Настолько, что Амина сумела очистить мысли, загнать до полусмерти тело. Ей нравилось это состояние — крайней усталости, когда настолько хочется попасть в душ, а потом лечь, что на самокопания времени уже не остается. Сегодня было так же. В гримерную она возвращалась сама — девочки остались за кулисами.

Где-то там, в зале, еще громыхала музыка, а в коридорах было довольно тихо.

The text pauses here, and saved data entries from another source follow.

PR #606, opened 2016-05-20
isolator_resources.go: Fix build

pquerna:
resourceValue struct uses a pointer to resource.Quantity.

Before:
```
$ go build github.com/appc/spec/schema/types
# github.com/appc/spec/schema/types
./isolator_resources.go:158: cannot use req (type resource.Quantity) as type *resource.Quantity in field value
./isolator_resources.go:159: cannot use lim (type resource.Quantity) as type *resource.Quantity in field value
./isolator_resources.go:212: cannot use req (type resource.Quantity) as type *resource.Quantity in field value
./isolator_resources.go:213: cannot use lim (type resource.Quantity) as type *resource.Quantity in field value
```

After: It compiles.

PR #607, opened 2016-05-20
Godeps: Update k8s.io packages

dlorenc:
- Change the location of the speter.net package, it has moved and no longer exists in that location.
- Fix isolator_resources.go to handle the new k8s.io/kubernetes/pkg/api/resource interface.


dlorenc:
Whoops, just noticed that this fixes the same problem addressed by #606. I think this is complete though.

jonboulle:
LGTM. Thanks for the patch!

PR #613, opened 2016-05-25
deps:  gogo/protobuf: use v0.2

steveeJ:
Motivation is to vendor only tagged dependencies.

### DIFF
--- a/Godeps/Godeps.json
+++ b/Godeps/Godeps.json
@@ -1,7 +1,7 @@
 {
 	"ImportPath": "github.com/appc/spec",
 	"GoVersion": "go1.5",
-	"GodepVersion": "v63",
+	"GodepVersion": "v70",
 	"Packages": [
 		"./..."
 	],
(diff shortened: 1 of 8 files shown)


alban:
@lucab @onlyjob: rkt already depends on an unspecified version of protobuf:
https://anonscm.debian.org/cgit/pkg-go/packages/rkt.git/tree/debian/control#n50

Does it mean it is unnecessary to switch to a tagged version for this specific package?

alban:
For the context: this is downgrading the dependency on gogo/protobuf to avoid a dependency on an untagged version. But v0.2 is quite old. A new tag has been requested on https://github.com/gogo/protobuf/issues/182

onlyjob:
> rkt (package) already depends on an unspecified version of protobuf:

`golang-goprotobuf-dev` provides `github.com/golang/protobuf`.
If _rkt_ gained _direct_ dependency on `github.com/gogo/protobuf` then `golang-github-gogo-protobuf-dev` package (currently v0.2) should be added to rkt's Build-Depends.

Properly versioning dependencies is very helpful.

If only some of _rkt_ dependency packages use `github.com/gogo/protobuf` then corresponding packages should be updated with versioned dependency on `golang-github-gogo-protobuf-dev (>= 0.2)` (or higher, as required).

onlyjob:
> But v0.2 is quite old.

That's rapid development, isn't it?  ;)
gogo-protobuf 0.2 is just about 2 months (and 17 commits) "old"!  :)

lucab:
> For the context: this is downgrading the dependency on gogo/protobuf to avoid a dependency on an untagged version.

This doesn't look like a downgrade to me. Current revision falls between 0.1 and 0.2. If it is not causing any new regressions, I think this should be ok to be merged. Debian already has `golang-github-gogo-protobuf-dev` 0.2 anyway.

jonboulle:
lgtm

PR #615, opened 2016-05-26
travis: stop travis manipulating godeps

jonboulle:


.travis.yml
```diff
@@ -7,5 +7,9 @@ matrix:
     - go: 1.5.1
     - go: 1.6
```
steveeJ: Should we also update to 1.5.3 and 1.6.2?

PR #618, opened 2016-05-26
deps:  use native vendoring

steveeJ:
Closes #617. 

/cc @jonboulle


jonboulle:
LGTM. Thanks for the fix!

PR #619, opened 2016-05-26
build/test: fail on Go1 .5

jonboulle:
Go 1.5 needs the environment flag `GO15VENDOREXPERIMENT=1` set to detect the deps in the _vendor/_ directory. Ideally it would be done dynamically, but could just be added to the scripts statically too.

/cc @jonboulle

### DIFF
--- a/build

Первым делом Амина направилась в душ, оттуда в свой кабинет, переодеваться, заказала такси.

Уже перед выходом черт ее дернул зайти в общую гримерную — попрощаться с девочками.

Вот только встретил ее не щебет бабочек, а смачное чваканье в темноте…

— Вкусно? — несколько минут Амина тихо стояла в дверном проеме, с каким-то нереальным самодовольствием следя за тем, как Мир втихомолку уплетает ее долму.

Хотя, по правде сказать, он не особо-то и прятался. Сидел с кастрюлей на одном из диванов — спиной ко входу, достал где-то вилку, рядом стояла упаковка сметаны — наверно, стыренная на кухне. Мужик ел аккуратно, но с аппетитом. Аж струна в душе какая-то будто натянулась. Видимо, инстинкт материнский или еще какой-то чисто женский — мужик должен быть сыт. Если сыт — значит доволен. Если доволен — сам нервы никому не делает, зато ты ему можешь их делать сколько угодно, его не прошибить…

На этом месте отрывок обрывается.